[Stored data entries]
PR #80, opened 2017-12-12
Add business sample link endpoint

tej99:
Add endpoint to update link between business attributes versions and a collection exercise required for party versioning.

### DIFF
--- a/ras_party/controllers/business_controller.py
+++ b/ras_party/controllers/business_controller.py
@@ -86,20 +86,20 @@ def businesses_post(business_data, session):
 
 
 @with_db_session
-def businesses_sample_ce_link(sample, link_data, session):
+def businesses_sample_ce_link(sample, ce_data, session):
     """
     Update business versions to have the correct collection exercise and sample link.
 
     :param sample: the sample summary id to update.
-    :param link_data: dictionary containing the collectionExerciseId to link with sample.
+    :param ce_data: dictionary containing the collectionExerciseId to link with sample.
     :param session: database session.
     """
 
     v = Validator(Exists('collectionExerciseId'))
-    if not v.validate(link_data):
+    if not v.validate(ce_data):
         raise RasError(v.errors, 400)
 
-    collection_exercise_id = link_data['collectionExerciseId']
+    collection_exercise_id = ce_data['collectionExerciseId']
 
     session.query(BusinessAttributes).filter(BusinessAttributes.sample_summary_id == sample)\
         .update({'collection_exercise': collection_exercise_id})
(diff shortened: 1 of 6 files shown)


ras_party/controllers/business_controller.py
```diff
@@ -83,3 +83,23 @@ def businesses_post(business_data, session):
...
+def businesses_sample_ce_link(sample, link_data, session):
+    """
+    Update business versions to have the correct collection exercise and sample link.
+
+    :param sample: the sample summary id to update.
+    :param link_data: dictionary containing the collectionExerciseId to link with sample.
+    :param session: database session.
+    """
+
+    v = Validator(Exists('collectionExerciseId'))
```
andrewmil: Should we do this validation in the controller? I feel like this is something we should do before passing it from the view. This would remove the need to have the default value for payload in the view

ras_party/views/business_view.py
```diff
@@ -51,3 +51,12 @@ def get_business_by_ref(ref):
...
     response = ras_party.controllers.business_controller.get_business_by_ref(ref, verbose=verbose)
     return make_response(jsonify(response), 200)
+
+
+@business_view.route('/businesses/sample/link/<sample>', methods=['PUT'])
+def put_business_attributes_ce(sample):
+    payload = request.get_json() or {}
+    ras_party.controllers.business_controller.businesses_sample_ce_link(sample, payload)
+    response = payload
+    response['sampleSummaryId'] = sample
```
andrewmil: We can just write `response = {**payload, "sampleSummaryId": sample}` here

ras_party/controllers/business_controller.py
```diff
@@ -83,3 +83,23 @@ def businesses_post(business_data, session):
     b = Business.from_party_dict(party_data)
     session.merge(b)
     return b.to_business_dict()
+
+
+@with_db_session
+def businesses_sample_ce_link(sample, link_data, session):
```
andrewmil: Is there a better name than link_data than we could use here?

ras_party/controllers/business_controller.py
andrewmil: If link data only has collectionExerciseId in it then we should probably validate/parse this in the view then just pass the collection exercise to this function directly. This would make it clearer what this function is doing

andrewmil (changes requested):
A few small comments, functionally everything looks good.

I think that parsing/validating the incoming data should be separate from the actions we're trying to perform

ras_party/controllers/business_controller.py
tej99: I agree but I was just following the same pattern all the other endpoints have. Maybe have a refactor of all the controllers that implement the validation in the controller as part of another ticket if it is a big issue.

ras_party/views/business_view.py
tej99: Could do.

andrewmil (approved):

rjweeks (approved):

#### WHAT YOU SHOULD DO
None of the records may be omitted; each is to be printed exactly.

#### REPLY TO THE EXERCISE
PR #80, opened 2017-12-12
Add business sample link endpoint

tej99:
Add endpoint to update link between business attributes versions and a collection exercise required for party versioning.

### DIFF
--- a/ras_party/controllers/business_controller.py
+++ b/ras_party/controllers/business_controller.py
@@ -86,20 +86,20 @@ def businesses_post(business_data, session):
 
 
 @with_db_session
-def businesses_sample_ce_link(sample, link_data, session):
+def businesses_sample_ce_link(sample, ce_data, session):
     """
     Update business versions to have the correct collection exercise and sample link.
 
     :param sample: the sample summary id to update.
-    :param link_data: dictionary containing the collectionExerciseId to link with sample.
+    :param ce_data: dictionary containing the collectionExerciseId to link with sample.
     :param session: database session.
     """
 
     v = Validator(Exists('collectionExerciseId'))
-    if not v.validate(link_data):
+    if not v.validate(ce_data):
         raise RasError(v.errors, 400)
 
-    collection_exercise_id = link_data['collectionExerciseId']
+    collection_exercise_id = ce_data['collectionExerciseId']
 
     session.query(BusinessAttributes).filter(BusinessAttributes.sample_summary_id == sample)\
         .update({'collection_exercise': collection_exercise_id})
(diff shortened: 1 of 6 files shown)


ras_party/controllers/business_controller.py
```diff
@@ -83,3 +83,23 @@ def businesses_post(business_data, session):
...
+def businesses_sample_ce_link(sample, link_data, session):
+    """
+    Update business versions to have the correct collection exercise and sample link.
+
+    :param sample: the sample summary id to update.
+    :param link_data: dictionary containing the collectionExerciseId to link with sample.
+    :param session: database session.
+    """
+
+    v = Validator(Exists('collectionExerciseId'))
```
andrewmil: Should we do this validation in the controller? I feel like this is something we should do before passing it from the view. This would remove the need to have the default value for payload in the view

ras_party/views/business_view.py
```diff
@@ -51,3 +51,12 @@ def get_business_by_ref(ref):
...
     response = ras_party.controllers.business_controller.get_business_by_ref(ref, verbose=verbose)
     return make_response(jsonify(response), 200)
+
+
+@business_view.route('/businesses/sample/link/<sample>', methods=['PUT'])
+def put_business_attributes_ce(sample):
+    payload = request.get_json() or {}
+    ras_party.controllers.business_controller.businesses_sample_ce_link(sample, payload)
+    response = payload
+    response['sampleSummaryId'] = sample
```
andrewmil: We can just write `response = {**payload, "sampleSummaryId": sample}` here

ras_party/controllers/business_controller.py
```diff
@@ -83,3 +83,23 @@ def businesses_post(business_data, session):
     b = Business.from_party_dict(party_data)
     session.merge(b)
     return b.to_business_dict()
+
+
+@with_db_session
+def businesses_sample_ce_link(sample, link_data, session):
```
andrewmil: Is there a better name than link_data than we could use here?

ras_party/controllers/business_controller.py
andrewmil: If link data only has collectionExerciseId in it then we should probably validate/parse this in the view then just pass the collection exercise to this function directly. This would make it clearer what this function is doing

andrewmil (changes requested):
A few small comments, functionally everything looks good.

I think that parsing/validating the incoming data should be separate from the actions we're trying to perform

ras_party/controllers/business_controller.py
tej99: I agree but I was just following the same pattern all the other endpoints have. Maybe have a refactor of all the controllers that implement the validation in the controller as part of another ticket if it is a big issue.

ras_party/views/business_view.py
tej99: Could do.

andrewmil (approved):

rjweeks (approved):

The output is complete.